The Wolverine/Nick Fury trilogy is a trilogy of graphic novels published by American company Marvel Comics, all featuring the characters Wolverine and Nick Fury.

==Publication history==
The graphic novel Wolverine/Nick Fury: The Scorpio Connection was originally published in 1989, Wolverine: Bloody Choices was published in 1991 and Wolverine/Nick Fury: Scorpio Rising was published in 1994. They were all reprinted in Wolverine & Nick Fury: Scorpio in 2012.

==Plot==

===Scorpio Connection===

An old friend of Wolverine is murdered by Nick Fury's old enemy Scorpio who was presumed dead. Fury wants to find out if it is the same man behind the mask this time, his brother Jake. As the mystery resolves it is revealed that the new Scorpio is actually Nick Fury's son Mikel, who has been brainwashed and manipulated by his mother to hate Fury and to eventually kill him. In the end she is killed and Nick takes his son into custody to try to help him recover from his mother's mistreatment.

===Bloody Choices===

Wolverine intervenes when he finds out from an old friend that a boy has been sexually abused by a crimelord named Mr. Bullfinch. Wolverine tries to track down Bullfinch but finds out that the man is under Nick Fury's protection so that he can stand as a witness in a trial to bring down a large crime ring. After finding the S.H.I.E.L.D. safe house where Bullfinch is being held, Wolverine and Fury comes to blows, with Fury fighting his best to keep his promise to protect Bullfinch but Wolverine ultimately prevailing, after which he chases down Bullfinch and kills him.

===Scorpio Rising===

Mikel Fury is having a hard time adapting and training to become a S.H.I.E.L.D. agent and after learning that his home country of Carpasia is waging a civil war, he leaves to fight for peace. He takes the Cosmic Key and heads for Carpasia where HYDRA is using LMDs to wage war, as well as to bait Mikel and take possession of the Key from him. Fury and Wolverine team up again to go set Scorpio straight and free the country of HYDRA.

==Collected editions==
The trilogy was oringally collected as in the following trade paperback.
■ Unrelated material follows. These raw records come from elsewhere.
PR #454, opened 2024-02-15
[#453] Ignore unknown factors when calculating passing score in grace…

### LINKED ISSUE #453: Grace mode quirk with factors that return UNKNOWN status
Login banner before being accepted returns an UNKNOWN status.

The grace factor when checking if other factors pass before redirecting, uses the `get_cumulative_weight` function. This, however, would stop checking factors if it encountered an `UNKNOWN` factor. See https://github.com/catalyst/moodle-tool_mfa/blob/29963a6fa7c6538c8ae79d924a034c03d6ff7755/classes/manager.php#L827-L829

So if you had a passing factor below a login banner factor, grace mode would trigger because it would never see the passing factor. So factors that require setup e.g. TOTP would get redirected to by grace mode, instead of passing outright.

matthewhilton:
Closes #453 

Have tested this locally with the setup:
- Login banner (0 points)
- Role factor (non-admin gets 100 points)
- TOTP
- Grace mode

Logging in as:

- Student - login banner is shown and once accepted they are logged in
- Admin - login banner is shown, and once accepted they get prompted for TOTP (assuming grace mode has expired)

Seems to work as expected. Also will be adding a unit tests for this scenario.

To Do:

- [x] Ci passing
- [x] Unit tests

### DIFF
--- a/factor/grace/classes/factor.php
+++ b/factor/grace/classes/factor.php
@@ -135,7 +135,7 @@ class factor extends object_factor_base {
                             }
 
                             // We should never redirect if we have already passed.
-                            if ($redirectable && \tool_mfa\manager::get_cumulative_weight() >= 100) {
+                            if ($redirectable && \tool_mfa\manager::get_total_weight() >= 100) {
                                 $redirectable = false;
                             }
 
--- a/factor/grace/tests/factor_test.php
+++ b/factor/grace/tests/factor_test.php
@@ -23,6 +23,7 @@ namespace factor_grace\tests;
  * @author      Peter Burnett <peterburnett@catalyst-au.net>
  * @copyright   Catalyst IT
  * @license     http://www.gnu.org/copyleft/gpl.html GNU GPL v3 or later
+ * @covers      \factor_grace
  */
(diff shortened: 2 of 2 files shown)


factor/grace/classes/factor.php
```diff
@@ -135,7 +135,9 @@ public function get_state($redirectable = true) {
                             }
 
                             // We should never redirect if we have already passed.
-                            if ($redirectable && \tool_mfa\manager::get_cumulative_weight() >= 100) {
+                            // Do not stop on unknown, to avoid factors e.g. login banner from
+                            // hiding passing factors lower down in the list.
+                            if ($redirectable && \tool_mfa\manager::get_cumulative_weight(false) >= 100) {
```
Peterburnett: There is a get_total_weight method in the manager, and I think it duplicates the behaviour of get_cumulative with the stop on unknown flag = false, so I think this one can be simple. remove the stoponunknown flag, and call get_total_weight instead.

matthewhilton: Yep good catch - done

| Title | Material collected | Publication date | ISBN |
|---|---|---|---|
| Wolverine & Nick Fury: Scorpio | Wolverine/Nick Fury: The Scorpio Connection Wolverine: Bloody Choices Wolverine/Nick Fury: Scorpio Rising | April 4, 2012 | 978-0785153481 |

Some of the trilogy were also later reprinted in the Marvel Epic Collection of Wolverine.

| Title | Vol. | Vol. title | Material collected | Publication date | ISBN |
| Wolverine Epic Collection | 2 | Back to Basics | Wolverine (vol. 2) #17–30; Wolverine / Nick Fury: Scorpio Connection; Wolverine: The Jungle Adventure | March 2019 | 978-1302916091 |
| 3 | Blood and Claws | Wolverine (vol. 2) #31–44 (1988), Wolverine: Bloodlust (1990) 1, Wolverine: Bloody Choices (1991) 1 | July 2021 | 978-1302930899 |

==Sales==
Wolverine & Nick Fury: Scorpio sold an estimated 1,441 upon its release, ranked the 56th ranked trade paperback in North America in March 2012.